The PingID SDK settings file

Property Name Description
api_key A key that you'll use to create a signature value for each message.
token Unique identifier of the PingID SDK client.
pingidsdk_url
account_id The ID of the PingID SDK tenant.
api_key A key that you’ll use to create a signature value for each message.

For security purposes, all PingID SDK requests are validated using the token and api_key values, and are rejected if these values are invalid.

Setup your application

As part of the integration of a customer’s mobile application with the PingID SDK component, the PingID SDK account administrator should create an application in the PingOne account.

During this process, an application ID will be generated. This application ID is used for identification of the customer mobile application in PingID SDK. it should be used by the customer server and the customer mobile application.

Integrate the server side

Authorization header in the request

The authorization header contains information about the client and a sent request. The authorization header is in JWT format. A JWT is represented as a sequence of URL-safe parts separated by period (’.’) characters.
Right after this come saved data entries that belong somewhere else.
PR #382, opened 2025-02-25
cast: add detect magic

msom:
Detect Magic:
- Shows the current spell in the magic view above the portrait for known enemies
- Shows a shortened version of the summoning animation (for known enemies)
- Shows the normal animation for global enchantments (for known enemies)
- Shows the normal animation for city enchantments (for known cities)

The last part with city enchantments is not implemented yet. We first need to make city enchantments castable for AI, maybe do casting using two events: first select location, then apply effect and show casting animation. The first event could be skipped for AI entirely; and in the second the casting animation for AI if not detectable by the human player.

I also move the font definitions the the new library, made the colors more similar to the original and added drop shadows. And added autocache to the fontviewer.

Bildschirmfoto 2025-02-25 um 07 08 54

### DIFF
--- a/game/magic/magicview/view.go
+++ b/game/magic/magicview/view.go
@@ -595,7 +595,6 @@ func (magic *MagicScreen) MakeUI(player *playerlib.Player, enemies []*playerlib.
         Rect: transmuteRect,
         PlaySoundLeftClick: true,
         LeftClick: func(element *uilib.UIElement){
-            // FIXME:
             transmuteGroup := MakeTransmuteElements(ui, fonts.TransmuteFont, player, &help, magic.Cache, &magic.ImageCache)
             ui.AddGroup(transmuteGroup)
         },


game/magic/magicview/view.go
```diff
@@ -615,7 +595,8 @@ func (magic *MagicScreen) MakeUI(player *playerlib.Player, enemies []*playerlib.
         Rect: transmuteRect,
         PlaySoundLeftClick: true,
         LeftClick: func(element *uilib.UIElement){
-            transmuteGroup := MakeTransmuteElements(ui, transmuteFont, player, &help, magic.Cache, &magic.ImageCache)
+            // FIXME:
```
kazzmir, line 598: whats this fixme for

kazzmir:
https://masterofmagic.fandom.com/wiki/Detect_Magic mentions showing summoning spells, but summoning spells only talks about creatures/heros, not artifacts. Is detect magic supposed to show an artifact made by an enemy wizard?

kazzmir (approved):

PR #389, opened 2025-02-26
combat: show unit info on right click

kazzmir:
image

right click to bring up the unit info popup during combat.

not sure if I will keep this, its just an experiment


kazzmir:
dos mom does show this ui, so we should keep it!

image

A response of each authenticated request will be signed by the PingID SDK service. We recommend verifying the signature of a response, as described in Signatures in PingID SDK.

Integrate pairing and authentication flows

Determine which type of pairing you will allow your users. Pairing types are described in greater detail in Registration process.

This section presents examples of the following flows:

  • Automatic pairing integration
  • Manual pairing integration
  • Authentication

Automatic pairing integration

Choose this kind of pairing if you would like the registration process to be done seamlessly behind the scenes.

We suggest the following set and order of actions for the server side.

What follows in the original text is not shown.